» WORK TO BE COMPLETED
Pull each line with the string "sections" from the entries.

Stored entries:
════════

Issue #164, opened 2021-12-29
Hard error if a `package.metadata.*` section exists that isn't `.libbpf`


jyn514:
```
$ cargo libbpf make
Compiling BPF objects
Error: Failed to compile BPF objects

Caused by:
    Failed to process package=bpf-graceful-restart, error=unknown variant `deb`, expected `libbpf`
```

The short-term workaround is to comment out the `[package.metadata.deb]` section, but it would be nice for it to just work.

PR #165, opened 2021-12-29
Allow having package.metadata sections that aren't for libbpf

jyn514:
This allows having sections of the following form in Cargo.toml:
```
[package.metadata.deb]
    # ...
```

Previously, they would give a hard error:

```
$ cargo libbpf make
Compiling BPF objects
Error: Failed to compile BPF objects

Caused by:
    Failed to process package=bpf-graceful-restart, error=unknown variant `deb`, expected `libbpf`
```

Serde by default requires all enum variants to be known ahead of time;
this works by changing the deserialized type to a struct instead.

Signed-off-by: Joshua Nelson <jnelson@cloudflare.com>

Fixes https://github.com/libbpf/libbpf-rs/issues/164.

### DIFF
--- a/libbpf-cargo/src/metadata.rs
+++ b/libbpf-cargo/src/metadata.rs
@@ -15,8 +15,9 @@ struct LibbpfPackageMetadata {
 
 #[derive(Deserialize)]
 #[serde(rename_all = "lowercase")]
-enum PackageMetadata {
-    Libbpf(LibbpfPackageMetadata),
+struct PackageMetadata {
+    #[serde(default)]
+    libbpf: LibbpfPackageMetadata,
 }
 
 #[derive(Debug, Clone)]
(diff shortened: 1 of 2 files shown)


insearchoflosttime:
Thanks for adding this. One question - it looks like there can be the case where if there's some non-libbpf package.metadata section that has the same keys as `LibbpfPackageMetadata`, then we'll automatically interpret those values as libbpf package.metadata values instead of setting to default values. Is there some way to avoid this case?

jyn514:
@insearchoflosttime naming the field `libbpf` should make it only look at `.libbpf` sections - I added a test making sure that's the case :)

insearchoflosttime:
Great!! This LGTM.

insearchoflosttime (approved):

════════

» RESPONSE AREA
Allow having package.metadata sections that aren't for libbpf
This allows having sections of the following form in Cargo.toml:
@insearchoflosttime naming the field `libbpf` should make it only look at `.libbpf` sections - I added a test making sure that's the case :)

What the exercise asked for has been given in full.